Jika pandemi Covid-19 ini berlangsung lama, maka ekonomi berpotensi besar sangat tertekan, sehingga ancaman resesi atau krisis ekonomi yang berat dapat terjadi. Oleh karena itu, “badai” Covid-19 ini dapat menjadi “bala” yang dapat memukul keras banyak industri dengan risiko dapat tertekan melemah, tidak dapat membayar kewajiban atau mengalami insolvensi (hutang melebihi harta), sehingga berpotensi jatuh atau bangkrut bagi sebagian pelaku usahanya.

“Bala”, yang juga dapat diartikan sebagai malapetaka, musibah, bencana, atau sebuah kemalangan serius yang secara tiba-tiba terjadi sehingga membuat kondisi sangat tidak menguntungkan tanpa terprediksi atau terduga sebelumnya ini, dapat menimpa berbagai industri strategis, baik skala besar mupun UMKM (usaha menengah, kecil, dan mikro). Sektor korporasi atau usaha besar akan terganggu aktivitas ekonominya, baik di sektor jasa maupun manufaktur.

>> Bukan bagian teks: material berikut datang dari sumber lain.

PR #478, opened 2026-06-19
Remove unnecessary code

andrefpf:
Deletes a bunch of files and variables that were not being used.
I started this to remove the two unused methods from mesh.py as we previously talked this week, but I took the chance to remove a bunch of deprecated code.


JacsonGilVargas (approved):
I've performed a couple of tests, and everything worked well. Excellent code cleaning, @andrefpf.

Issue #475, opened 2026-06-19
Add graphs for vibration velocity and acceleration fields


JacsonGilVargas:
### What feature would you like?

It would be interesting to have the field plots for vibration velocity and acceleration. We might keep the same results widget and add a new control to select the result type: displacement, velocity, or acceleration.

PR #481, opened 2026-06-19
Generalizes the structural response field plots #475

JacsonGilVargas:
This pull request generalizes the current structural displacement field graph, also allowing the structural results to be plotted in terms of vibration velocity and acceleration. Some methods have been reformulated to generalize structural graphs to multiple data types.

<br>
image


andrefpf (changes requested):
I found the following division by zero bug when trying to plot the velocity and acceleration result for the 0 Hz frequency of an example cylinder.

The problem does not seem to be specific from the derivated plot, it was only highlighted by the derivation.

Regarding the code, everything seems smartly done. Good job.

Image<br>

> I've just resolved the division-by-zero error, @andrefpf. Please repeat your tests and let me know if everything is working fine.

andrefpf (dismissed):

vitorslongo (approved):
Everything seems to be working perfectly. Nice addition!

PR #491, opened 2026-07-04
Update the element topology based on face connectivity as well

JacsonGilVargas:
This pull request corrects an error found when updating the element topology based on connectivities. The element type has not been updated in the absence of solid element connectivities. Now, the element topology will be updated based on face connectivities if there are no solid elements.


vitorslongo (approved):
Seems to be working perfectly

andrefpf (approved):
Working fine, good job

PR #493, opened 2026-07-20
Fix icons

### LINKED ISSUE #384: Icons are not always being painted
### What happened?

Sometimes the icons are not being painted. We should probably stop painting the icons and dynamically load them with the correct colors. 

Image

Windows

### Version

dev branch

### Relevant log output

```shell

```

### Upload screenshots

_No response_

### Contact Details

_No response_

R0drigoSchwartz:
This PR contains an alternative approach to coloring the icons by switching between different resource files that already contain the colored icons.

Now, we can paint the icons by running a script named `paint_icons.py`, which is located in the `scripts` folder. This script also executes the `invoke ui-compile` command, which generates the new resource files containing the new icons.

Closes #384


vibra/interface/data/icons/dark_theme/geometry_icon.png
andrefpf, line 1: is it correct?

scripts/paint_icons.py
```diff
@@ -0,0 +1,54 @@
...
+def save_icon(icon_path: Path, icon_image: Image) -> None:
+    icon_path.parent.mkdir(parents=True, exist_ok=True)
+    icon_image.save(icon_path)
+
+
+def paint_icons():
+    for dir, color in zip(ICONS_DIRS, COLORS):
+        icons_to_paint = get_icons_to_paint(dir)
+
+        for icon in icons_to_paint:
```
andrefpf:
```suggestion
        for icon in get_icons_to_paint(dir):
```

scripts/paint_icons.py
andrefpf, line 1: nice code

scripts/paint_icons.py
```diff
@@ -0,0 +1,54 @@
...
+            img = Image.open(icon).convert("RGBA")
+            img_data = np.array(img)
+
+            mask = img_data[:, :, 3] != 0
+            img_data[mask] = color.to_rgba()
+
+            painted_icon = Image.fromarray(img_data)
```
andrefpf, line 41: A nice addition would be to resize all icons to be of the same size, like 256x256 or something like this.

We need to be careful to avoid stretching the non-rectangular images.
Probably do it in another PR anyway.

andrefpf (dismissed):
Everything seems to be working now, and this approach looks much better than the previous one.

vibra/interface/data/icons/dark_theme/geometry_icon.png
R0drigoSchwartz: No, I will fix it!

scripts/paint_icons.py
R0drigoSchwartz: Ok! Thanks by the suggestion.

andrefpf (dismissed):

JacsonGilVargas (approved):

PR #494, opened 2026-07-20
Acoustic pressure waveform field

andrefpf:
Implements the plot for transient pressure. Now the animation looks reasonable.
I also edited the code of existing plots, so it is worth testing them as well.

I will mark some attention points directly in the code.


vibra/engine/postprocessing/acoustic_postprocessing.py
```diff
@@ -139,20 +136,72 @@ def compute_acoustic_pressure_field(
...
+                max_value = np.max(tmp)
+
+            case _:
+                min_value = np.min(waveform)
+                max_value = np.max(waveform)
+
+        return acoustic_pressures, min_value, max_value
+
+    @cache
+    def compute_multiple_ifft(self):
```
andrefpf, line 174: @JacsonGilVargas I moved this method here to match the behavior of the other analysis. Note that the `cache` decorator avoids the recomputation, just like it did before.

vibra/engine/postprocessing/acoustic_postprocessing.py
```diff
@@ -139,20 +136,72 @@ def compute_acoustic_pressure_field(
...
+                acoustic_pressures = np.imag(acoustic_pressures)
+                tmp = np.imag(waveform)
+                min_value = np.min(tmp)
+                max_value = np.max(tmp)
+
+            case _:
+                min_value = np.min(waveform)
+                max_value = np.max(waveform)
+
+        return acoustic_pressures, min_value, max_value
```
andrefpf, line 171: I tried to implement this based on the other method, but it is probably wrong.
@JacsonGilVargas please verify.

JacsonGilVargas (approved):
Well done, @andrefpf.

PR #552, opened 2025-03-19
INTDEV-797 Include HTML escaping in the wrap Python function

henryhaverinen:


henryhaverinen:
We can consider renaming wrap, as it would now do more than just wrap, but 1) renaming would introduce a compatibility break in content modules and 2) what would be a better name? graphTitle?

samilempinen (approved):

Fuzzbender (approved):

PR #561, opened 2025-03-25
INTDEV-805 Retrieve affected cards correctly in Calculate

Fuzzbender:
Fetch the needed details already in `Remove` (it is already fetching card details, so it could fetch ones that `Calculate` can use). Then use the card with received details in `Calculate`. Remove the extra fetch. It was only place where `Card` was used as a parameter for `findSpecificCard` and that API has broken at some point. Remove the `Card` parameter type support from `findSpecificCard` - use only card key string from now on.

### DIFF
--- a/tools/data-handler/src/containers/project.ts
+++ b/tools/data-handler/src/containers/project.ts
@@ -442,13 +442,12 @@ export class Project extends CardContainer {
 
   /**
    * Returns specific card.
-   * It is also possible to change current card details if you provide card and different details.
-   * @param cardToFind Card key to find, or Card object
+   * @param cardToFind Card key to find
    * @param details Defines which card details are included in the return values.
    * @returns specific card details, or undefined if card is not part of the project.
    */
   public async findSpecificCard(
-    cardToFind: string | Card,
+    cardToFind: string,
     details: ProjectFetchCardDetails = {},
   ): Promise<Card | undefined> {
     let card;
@@ -460,7 +459,7 @@ export class Project extends CardContainer {
     ) {
       card = await super.findCard(
         this.paths.cardRootFolder,
-        cardToFind as string,
+        cardToFind,
         details,
       );
     }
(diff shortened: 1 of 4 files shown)


tools/data-handler/src/calculate.ts
```diff
@@ -271,15 +271,9 @@ export class Calculate {
   }
 
   // Gets either all the cards (no parent), or a subtree.
-  private async getCards(parentCard: Card | undefined): Promise<Card[]> {
+  private async getCards(card: Card | undefined): Promise<Card[]> {
```
CyberJML, line 274: Would this work? 
  private async getCards(card: Card | undefined): Promise<Card[]> {
    let cards: Card[] = [];
    if(!card) {
      return this.project.cards();
    }
    if (card && card.children) {
      cards = Project.flattenCardArray(card.children);
    }
    if (card) {
      card.children = [];
      cards.unshift(card);
    }
    return cards;
  }

Just to simplify the structure a bit

Fuzzbender: I think it could; I didn't change the function; other than removed the duplicate fetch (the data is already correct).

I guess, it could be simplified even more to 
```
private async getCards(card: Card | undefined): Promise<Card[]> {
    let cards: Card[] = [];
    if(!card) {
      return this.project.cards();
    }
    if (card.children) {
      cards = Project.flattenCardArray(card.children);
    }
    card.children = [];
    cards.unshift(card);
    return cards;
  }
```

tools/data-handler/src/containers/project.ts
```diff
@@ -442,13 +442,12 @@ export class Project extends CardContainer {
 
   /**
    * Returns specific card.
-   * It is also possible to change current card details if you provide card and different details.
-   * @param cardToFind Card key to find, or Card object
+   * @param cardToFind Card key to find
```
Fuzzbender, line 445: Note to self: Remove all `cardToFind as string` code segments from the function.

PR #562, opened 2025-03-25
INTDEV-806 Update 'cardtree.lp' correctly when card is deleted

Fuzzbender:
When a card is deleted, the card and its children should be removed from `cardTree.lp`. 
That way there is no need to update the calculations when deletion occurs. 

The existing implementation assumed that cards have relative path, when they nowadays have absolute path. Therefore, the file remained unmodified. Fixed, by using only a partial name when updating the file.

### DIFF
--- a/tools/data-handler/src/commands/calculate.ts
+++ b/tools/data-handler/src/commands/calculate.ts
@@ -391,6 +391,7 @@ export class Calculate {
       let cardTreeContent = calculationsForTreeExist
         ? await readFile(cardTreeFile, 'utf-8')
         : '';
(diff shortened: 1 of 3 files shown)


henryhaverinen (approved):
Looks clear to me. Should there be a test for this?

Fuzzbender:
> Looks clear to me. Should there be a test for this?

Yes, I can add to some remove test that it checks that the card's calculation file is deleted and the row in cardTree.lp is removed.

Fuzzbender:
There was also a bug in the original implementation if deleted card had children (those are removed as well).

Di sektor jasa yang paling rentan terkena “bala” atau terganggu oleh dampak negatif dari Covid-19 pertama kali adalah di sektor pariwisata dan turunannya seperti akomodasi, termasuk perhotelan, travel, restoran, kuliner, cafe, tempat bermain, tempat hiburan, dan sejenisnya. Indusri jasa lainnya yang terdampak negatif relatif berat adalah  industri transportasi, MICE (Meeting, Incentive, Convention, and Exhibition), perdagangan, perbankan (termasuk jasa keuangan), dan pendidikan. Di sektor manufaktur, secara umum akan mengalami kelesuan, termasuk  tekstil, otomotif, elektronika, konstruksi (termasuk real estate/properti dan gedung perkantoran).

PHK terjadi di berbagai industri: pengangguran membengkak

Terganggunya kegiatan usaha berbagai sektor tersebut akan menurunkan kinerja bisnis sehingga berpotensi terjadi pemutusan hubungan kerja (PHK) yang serius, dan dapat mengarah pada risiko kebangkrutan.